## DIRECTIONS:
Set down each line from the start of the material exactly, please, up to and including the one that contains "alvak1, line 46: The".

======== AVAILABLE DATA ========

PR #159, opened 2023-07-05
feat: Duplicate Consequence

alainajaffer:


site/pages/api/duplicate-consequence.api.ts
```diff
@@ -0,0 +1,65 @@
...
+        const consequenceToDuplicate = disruption.consequences.find(
+            (consequence) => consequence.consequenceIndex === Number(consequenceId),
+        );
+
+        if (!consequenceToDuplicate) {
+            throw new Error("No consequence found to duplicate");
+        }
+
+        await upsertConsequence(
+            { ...consequenceToDuplicate, consequenceIndex: disruption.consequences.length },
```
alvak1, line 46: The consequenceIndex should be 1 plus the largest index in consequences array. Use of length does not consider deleted consequences. 

For example Initially they could be 3 consequences added and then the first consequence is deleted. Using length would mean that it would update the last consequence instead of creating a new one.

alvak1 (dismissed):
Approved

site/pages/api/duplicate-consequence.api.ts
alainajaffer: done

site/pages/api/duplicate-consequence.api.ts
```diff
@@ -43,7 +43,15 @@ const duplicateConsequence = async (req: NextApiRequest, res: NextApiResponse):
         }
 
         await upsertConsequence(
-            { ...consequenceToDuplicate, consequenceIndex: disruption.consequences.length },
+            {
+                ...consequenceToDuplicate,
+                consequenceIndex: disruption.consequences
+                    ? disruption.consequences.reduce(
+                          (max, c) => (c.consequenceIndex > max ? c.consequenceIndex : max),
+                          disruption.consequences[0].consequenceIndex,
```
alvak1, line 51: Could this be 0

alainajaffer: no because let's say i delete them all and i have a consequence with index of 1 i would want it to be 2

site/pages/api/duplicate-consequence.api.ts
```diff
@@ -0,0 +1,73 @@
...
+        );
+
+        if (!consequenceToDuplicate) {
+            throw new Error("No consequence found to duplicate");
+        }
+
+        await upsertConsequence(
+            {
+                ...consequenceToDuplicate,
+                consequenceIndex: disruption.consequences
```
alvak1, line 48: Add disruption.consequences > 0

alvak1 (approved):
Approved

PR #160, opened 2023-07-05
Add display id to disruptions to uniquely identify disruptions

alvak1:
Testing instructions

- Create a new disruption or edit an existing disruption should create a display id. This is visible when you export data in view-all-disruptions page or visible in dashboards page


site/utils/siri.ts
```diff
@@ -127,7 +127,16 @@ export const getPtSituationElementFromDraft = (disruption: Disruption) => {
                           Severity: consequence.disruptionSeverity,
                           Affects: {
                               ...(consequence.consequenceType === "networkWide" ||
-                              consequence.consequenceType === "operatorWide"
+                              consequence.consequenceType === "stops"
+                                  ? {
+                                        Operators: {
+                                            AllOperators: "",
+                                        },
+                                    }
```
alainajaffer, line 135: why is this change here?

alainajaffer:
None of my old disruptions are showing

alvak1:
> None of my old disruptions are showing

Yes thats cause displayId is a mandatory field and disruptions without this field will fail parsing

site/utils/siri.ts
alvak1: Fixed after merging with main

PR #174, opened 2023-07-13
Fix for issue with reverting the datasource to default when sys admin updates an org

alvak1:
The fix resolves the issue of datasource reverting to default value when a change is made to the organisation

### DIFF
--- a/site/pages/sysadmin/org.page.tsx
+++ b/site/pages/sysadmin/org.page.tsx
@@ -13,7 +13,7 @@ import { getOrganisationInfoById } from "../../data/dynamo";
 import { fetchAdminAreaCodes } from "../../data/refDataApi";
 import { PageState } from "../../interfaces";
 import { Organisation, organisationSchema, areaCodeSchema, AreaCodeValuePair } from "../../schemas/organisation.schema";
-import { destroyCookieOnResponseObject, getPageState } from "../../utils/apiUtils";
+import { destroyCookieOnResponseObject } from "../../utils/apiUtils";
 import { getSessionWithOrgDetail } from "../../utils/apiUtils/auth";
 import { getStateUpdater } from "../../utils/formUtils";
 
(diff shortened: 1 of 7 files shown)


site/pages/sysadmin/org.page.tsx
```diff
@@ -160,12 +161,16 @@ export const getServerSideProps = async (
...
-        "ID",
-        !errorCookie && orgId && orgInfo ? orgInfo : undefined,
-    );
+    let pageState: PageState<Partial<Organisation>> = {
+        errors: [],
+        inputs: {},
+    };
+
+    if (errorCookie) {
+        pageState = JSON.parse(errorCookie) as PageState<Partial<Organisation>>;
```
alainajaffer, line 170: could we not use zod to parse this?

site/pages/sysadmin/org.page.tsx
```diff
@@ -117,6 +117,7 @@ const ManageOrgs = (props: PageState<Partial<ManageOrgProps>>): ReactElement =>
 
                 <input type="hidden" name="PK" value={pageState.inputs.PK} />
                 <input type="hidden" name="adminAreaCodes" value={pageState.inputs.adminAreaCodes ?? []} />
+                <input type="hidden" name="mode" value={JSON.stringify(pageState.inputs.mode)} />
```
alainajaffer, line 120: will mode always be defined otherwise this would fail?

site/pages/sysadmin/org.page.tsx
alvak1: As the errorCookie is json string we can use zod to parse it

site/pages/sysadmin/org.page.tsx
alvak1: yes it will always be returned because the org will always have this info in db

alainajaffer (approved):

PR #185, opened 2023-07-21
fix: Remove deleting users restriction

alainajaffer:
Removing the error that gets generated when your a sysadmin deleting a user from another org

### DIFF
--- a/site/pages/api/admin/delete-user.api.ts
+++ b/site/pages/api/admin/delete-user.api.ts
@@ -6,7 +6,8 @@ import {
     SYSADMIN_ADD_USERS_PAGE_PATH,
     USER_MANAGEMENT_PAGE_PATH,
 } from "../../../constants";
-import { deleteUser as deleteCognitoUser } from "../../../data/cognito";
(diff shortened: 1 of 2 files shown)


site/pages/api/admin/delete-user.api.ts
```diff
@@ -27,14 +26,6 @@ const deleteUser = async (req: DeleteUserApiRequest, res: NextApiResponse): Prom
             throw Error("Insufficient values provided to delete a user");
         }
 
-        const userDetails = await getUserDetails(username);
-
-        const formattedUserDetails = user.parse(userDetails);
-
-        if (formattedUserDetails.organisation !== session.orgId) {
```
ljones92, line 34: We should probably keep this check in and only disable it in the case where the user is a sysadmin:

```ts
if (!session.isSystemAdmin && formattedUserDetails.organisation !== session.orgId)
```

alainajaffer: done

ljones92 (approved):

PR #187, opened 2023-07-24
feat: Duplicate disruption - information banner

alainajaffer:
Go to an existing disruption and hit duplicate disruption and the banner should show then click publish or save as draft and navigate back to the duplicate there should be no banner


alvak1 (approved):
Approved

PR #188, opened 2023-07-25
Added delete disruption button to more pages

ljones92:


alainajaffer (approved):
Checked that button is in all files and works on different pages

========

## REPLY TO THE EXERCISE:
PR #159, opened 2023-07-05
feat: Duplicate Consequence

alainajaffer:


site/pages/api/duplicate-consequence.api.ts
```diff
@@ -0,0 +1,65 @@
...
+        const consequenceToDuplicate = disruption.consequences.find(
+            (consequence) => consequence.consequenceIndex === Number(consequenceId),
+        );
+
+        if (!consequenceToDuplicate) {
+            throw new Error("No consequence found to duplicate");
+        }
+
+        await upsertConsequence(
+            { ...consequenceToDuplicate, consequenceIndex: disruption.consequences.length },
```
alvak1, line 46: The consequenceIndex should be 1 plus the largest index in consequences array. Use of length does not consider deleted consequences. 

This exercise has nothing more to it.